Zu den weiteren Kernergebnissen der Studie über die sich verändernden Rollen und Verantwortlichkeiten der IT gehören:
• Die Rolle der IT-Abteilung hat sich seit Jahren weiterentwickelt: 99 Prozent (Deutschland 98%) der Befragten sahen in den letzten fünf Jahren neue Aufgaben auf sich zukommen. Dazu zählen beispielsweise die Entwicklung von Homeoffice-Arbeitsplätzen und Schulungen, die Unterstützung der Mitarbeiterkommunikation und die Entwicklung von Nachhaltigkeitsprojekten und -strategien.

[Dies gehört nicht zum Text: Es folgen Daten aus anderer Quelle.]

Issue #671, opened 2022-08-04
[Bug] Unable to compile US Core Implementation Guides 


yonghaochen-nt:
**Describe the bug**
I followed the [Using FHIR Implementation Guides](https://github.com/awslabs/fhir-works-on-aws-deployment/blob/mainline/USING_IMPLEMENTATION_GUIDES.md#using-fhir-implementation-guides), created `implementationGuides` directory and downloaded us-core IG packages and dependencies.  When I use `yarn run compile-igs` in the parent directory, it throw the error below:

Exception:  The following input is not a search parameter: {
  "code": "end",
  "description": "Optional Extensions Element",
  "experimental": true,
  "id": "valueset-extensions-ValueSet-end",
  "name": "end",
  "resourceType": "SearchParameter",
  "status": "draft",
  "type": "date",
  "url": "[http://hl7.org/fhir/SearchParameter/valueset-extensions-ValueSet-end"](http://hl7.org/fhir/SearchParameter/valueset-extensions-ValueSet-end%22),
  "version": "4.0.1",
  "xpath": "f:ValueSet/f:extension[@url='[http://hl7.org/fhir/StructureDefinition/valueset-expirationDate']](http://hl7.org/fhir/StructureDefinition/valueset-expirationDate%27]) | /f:#expirationDate",
  "xpathUsage": "normal"
}

**Expected behavior**
the us core IG and its dependencies could be compiled without errors.

ssvegaraju:
Hi @yonghaochen-nt, could you provide a link to the us-core IG and dependencies you are trying to compile? Also, if you could list the steps you took when adding them to the `implementationGuides` directory, that would be very helpful for us to try and reproduce this bug on our end!

Thanks,
Sukeerth

yonghaochen-nt:
> Hi @yonghaochen-nt, could you provide a link to the us-core IG and dependencies you are trying to compile? Also, if you could list the steps you took when adding them to the `implementationGuides` directory, that would be very helpful for us to try and reproduce this bug on our end!
> 
> Thanks, Sukeerth

Hi @ssvegaraju , us-core IG is from [https://build.fhir.org/ig/HL7/US-Core/package.tgz](url). Dependencies are 
[hl7.fhir.r4.examples](https://simplifier.net/packages/hl7.fhir.r4.examples/4.0.1)
[hl7.fhir.uv.bulkdata](https://simplifier.net/packages/hl7.fhir.uv.bulkdata)
[...]

Issue #642, opened 2022-06-27
[Bug] IGs since IG Publisher 1.1.119 fail to parse


Zambonilli:
**Describe the bug**
We're seeing our Implementation Guide fail to be parsed by scripts/compile-igs.ts with `Exception:  Missing dependency hl7.terminology.r4@3.1.0 Error: Missing dependency hl7.terminology.r4@3.1.0`. We have not created a custom terminology server and are not using any other IGs. We've been able to identify that as of IG publisher version 1.1.119 a new dependency is added to the IG tgz's package.json for `hl7.terminology.r4` : `3.1.0`. Rolling back to 1.1.118 IG publisher fixes the fwoa compiler error and the script completes successfully. We haven't had enough time to root out exactly what the issue is yet and there's nothing that jumps out in the IG publisher 1.1.119 release notes to indicate the root cause. We do however believe that since our IG is so basic that other people creating IGs will have the same issue in fwoa compiler.

IG Publisher 1.1.118 dependencies:
```
"dependencies": {
    "hl7.fhir.r4.core": "4.0.1"
  },
```

IG Publisher 1.1.119+ dependencies
```
"dependencies": {
    "hl7.fhir.r4.core": "4.0.1",
    "hl7.terminology.r4": "3.1.0"
  },
```

**To Reproduce**
1. Use IG Publisher 1.1.119 or greater to generate a tgz of your IG
2. Navigate to the deployment repo 
3. yarn install
4. yarn run compile-igs
5. assert that the compiler returned the error `Exception:  Missing dependency hl7.terminology.r4@3.1.0 Error: Missing dependency hl7.terminology.r4@3.1.0`

**Expected behavior**
Successfully compiled IG. Although, I'm not sure if the IG Publisher is now producing different output since it looks like there are pushes for r4b in the more recent releases. This could be an error with the IG publisher no longer being backwards compatible with r4.0.1.

**Versions (please complete the following information):**
v2.5.1-smart

**Additional context**
https://github.com/HL7/fhir-ig-publisher/releases/tag/1.1.119

SanketD92:
Thank you for creating this bug report. I'll create a ticket in our team's backlog.

ssvegaraju:
Hi,
[...]

PR #789, opened 2023-01-18
feat: implementation guides on s3

ssvegaraju:
Issue #390, #642, #671

Description of changes:
Refactored Validator to use S3 to support larger IG file sizes.

Checklist:

* [ ] Did you add new integration tests?
* [x] Did you run integration tests with your changes?


javaHapiValidatorLambda/src/main/java/software/amazon/fwoa/Handler.java
```diff
@@ -38,4 +59,51 @@ public ValidatorResponse handleRequest(String event, Context context) {
...
+    }
+
+    private Map<String, List<IGObject>> downloadObjects(List<String> keys, String bucketName) {
+        // keep track of .index.json objects
+        List<IGObject> indices = new ArrayList<IGObject>();
+        List<IGObject> resources = new ArrayList<IGObject>();
+        for (String key : keys) {
+            try (S3ObjectInputStream s3Object = s3.getObject(bucketName, key).getObjectContent()) {
+                IGObject bucketObj = new Utils.IGObject(key, IOUtils.toString(s3Object));
+                if (key.contains(".index.json")) {
```
sevu1, line 93: Do we want to check case insentitive?

javaHapiValidatorLambda/src/main/java/software/amazon/fwoa/Handler.java
```diff
@@ -38,4 +59,51 @@ public ValidatorResponse handleRequest(String event, Context context) {
...
+                    indices.add(bucketObj);
+                } else {
+                    resources.add(bucketObj);
+                }
+            } catch (Exception e) {
+                log.error(e.getMessage());
+                throw new Error(e);
```
sevu1: Do we want to rethrow original error?

javaHapiValidatorLambda/src/main/java/software/amazon/fwoa/Handler.java
```diff
@@ -38,4 +59,51 @@ public ValidatorResponse handleRequest(String event, Context context) {
...
+        for (String key : keys) {
+            try (S3ObjectInputStream s3Object = s3.getObject(bucketName, key).getObjectContent()) {
+                IGObject bucketObj = new Utils.IGObject(key, IOUtils.toString(s3Object));
+                if (key.contains(".index.json")) {
+                    indices.add(bucketObj);
+                } else {
+                    resources.add(bucketObj);
+                }
+            } catch (Exception e) {
+                log.error(e.getMessage());
```
sevu1: Should we log entire error object instead of just message?

javaHapiValidatorLambda/src/main/java/software/amazon/fwoa/Handler.java
ssvegaraju: The file is named `.index.json` by standard so I don't think it's necessary

javaHapiValidatorLambda/src/main/java/software/amazon/fwoa/Handler.java
ssvegaraju: updated to log the entire object!

javaHapiValidatorLambda/src/main/java/software/amazon/fwoa/Handler.java
ssvegaraju: Do you mean directly throwing the Exception? Is that preferable to wrapping it in an Error?

javaHapiValidatorLambda/src/main/java/software/amazon/fwoa/Handler.java
```diff
@@ -38,4 +59,51 @@ public ValidatorResponse handleRequest(String event, Context context) {
...
+        }
+    }
+
+    private Map<String, List<IGObject>> downloadObjects(List<String> keys, String bucketName) {
+        // keep track of .index.json objects
+        List<IGObject> indices = new ArrayList<IGObject>();
+        List<IGObject> resources = new ArrayList<IGObject>();
+        for (String key : keys) {
+            try (S3ObjectInputStream s3Object = s3.getObject(bucketName, key).getObjectContent()) {
+                IGObject bucketObj = new Utils.IGObject(key, IOUtils.toString(s3Object));
```
Bingjiling: So the validator do not need to care how many IGs are included, if there're two IGs to load, there'll be two .index.json file and related resource files do not need to be differentiated between two IGs?

javaHapiValidatorLambda/src/main/java/software/amazon/fwoa/Utils.java
```diff
@@ -0,0 +1,28 @@
...
+        public String getKey() {
+            return key;
+        }
+
+        public String getContent() {
+            return content;
+        }
+    }
+
+    public static List<IGObject> EmptyIfNull(List<IGObject> iterable) {
```
Bingjiling: Where is this function used?

javaHapiValidatorLambda/src/main/java/software/amazon/fwoa/Utils.java
```diff
@@ -0,0 +1,28 @@
+package software.amazon.fwoa;
+
+import java.util.Collections;
+import java.util.List;
+
+public final class Utils {
```
Bingjiling: Nit: this class can have a more specific name like IGUtils?

lib/javaHapiValidator.ts
```diff
@@ -18,10 +23,47 @@ export default class JavaHapiValidator extends Stack {
...
+            enableKeyRotation: true,
+            description: 'KMS CMK for IGs',
+            policy: new PolicyDocument({
+                statements: [
+                    new PolicyStatement({
+                        sid: 'Enable IAM Root Permissions',
+                        effect: Effect.ALLOW,
+                        actions: ['kms:*'],
+                        resources: ['*'],
+                        principals: [new AnyPrincipal()],
```
Bingjiling: Should this be `AccountRootPrincipal()`?

USING_IMPLEMENTATION_GUIDES.md
```diff
@@ -32,14 +32,22 @@ The prerequisites for FHIR IGs are same as in the FHIR [installation documentati
...
+1. Deploy the Hapi Validator using the following commands for CDK:
 
   When deploying, simply append the useHapiValidator flag (and the optional fhirVersion flag, which defaults to 4.0.1):
   ```sh
-  yarn deploy -c useHapiValidator=true -c fhirVersion=4.0.1
+  yarn deploy -c useHapiValidator=true -c fhirVersion=4.0.1 --all
   ```
 
-  Or, with Serverless, continue with these steps: (LEGACY)
+  If you are deploying with implementation guides that are large in file size such as [us.nlm.vsac](https://registry.fhir.org/package/us.nlm.vsac|0.3.0), please increase the memory values in [the CDK template](./lib/javaHapiValidator.ts). The values to consider upgrading for your use case are the `memoryLimit` of the BucketDeployment, and the `memorySize` and `ephemeralStorageSize` values for the Validator Lambda Function.
```
Bingjiling: Can we set these values as cdk context or something easier for a customer to update?

lib/javaHapiValidator.ts
```diff
@@ -34,8 +76,12 @@ export default class JavaHapiValidator extends Stack {
             tracing: Tracing.ACTIVE,
             environment: {
                 FHIR_VERSION: props.fhirVersion,
+                IMPLEMENTATION_GUIDES_BUCKET: igDeployment.deployedBucket.bucketName,
             },
         });
         this.alias = this.hapiValidatorLambda.currentVersion.addAlias(`fhir-service-validator-lambda-${props.stage}`);
+
+        igDeployment.deployedBucket.grantReadWrite(this.hapiValidatorLambda);
```
Bingjiling: Why does the Lambda need write and delete?

javaHapiValidatorLambda/src/main/java/software/amazon/fwoa/Handler.java
ssvegaraju: Yup each IG is placed into its own folder and will be indexed by the .index.json file.

javaHapiValidatorLambda/src/main/java/software/amazon/fwoa/Utils.java
ssvegaraju: This is used in the Validator.java file, lines 159 and 165

lib/javaHapiValidator.ts
ssvegaraju: This sadly doesn't work with the AccountRootPrincipal, no matter what permission set I tried. Runs into an error when trying to decrypt due to access denied.

lib/javaHapiValidator.ts
ssvegaraju: It actually doesn't, just finished testing without them. Removed!

lib/javaHapiValidator.ts
ssvegaraju: Just kidding, I had just missed a permission on the lambda itself. Updated!

Bingjiling (approved):

javaHapiValidatorLambda/src/main/java/software/amazon/fwoa/Handler.java
sevu1: This is preferred if you want to preserve stack: https://stackoverflow.com/a/1097539 . Not sure if that's necessary as we log the error though

ssvegaraju: Gotcha, good to know!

• Abgesehen von den Veränderungen wünschen sich IT-Fachleute mehr Anerkennung in ihrer neuen Rolle: Aus Sicht von 99 Prozent (Deutschland 97%) gäbe es Möglichkeiten, die sie nutzen oder tun könnten, um sich als IT-Experte in einer dezentralen/hybriden Arbeitswelt zu positionieren – mehr als die Hälfte (Durchschnitt und Deutschland 57 %) wünscht sich mehr Anerkennung für ihre Rolle und Verantwortlichkeiten, gefolgt von zusätzlichen Tools/Software (Durchschnitt 55 %, Deutschland 51%), besserer Führung/Anleitung (Durchschnitt 53 %, Deutschland 49%) und mehr Zeit für bestimmte Aufgaben (Durchschnitt 47 %, Deutschland 48%).
• Traditionelle HR-Bereiche fallen zunehmend in den Zuständigkeitsbereich der IT-Abteilung: Während 63 Prozent (Deutschland 58%) der IT-Fachleute der Meinung sind, dass der Zugang zu effektiver und angemessener Technologie weitgehend in den Zuständigkeitsbereich der IT-Abteilung fällt, ist ein beachtlicher Anteil der Befragten der Meinung, dass die IT-Abteilung auch für andere, traditionell eher personalbezogene Bereiche zuständig ist. So sind 29 Prozent (gleicher Wert für Deutschland) der Meinung, dass die IT-Abteilung weitgehend für eine effektive Zusammenarbeit der Mitarbeiter verantwortlich ist, und 27 Prozent (Deutschland 25%) sehen sich zum großen Teil für die Produktivität der Mitarbeiter zuständig.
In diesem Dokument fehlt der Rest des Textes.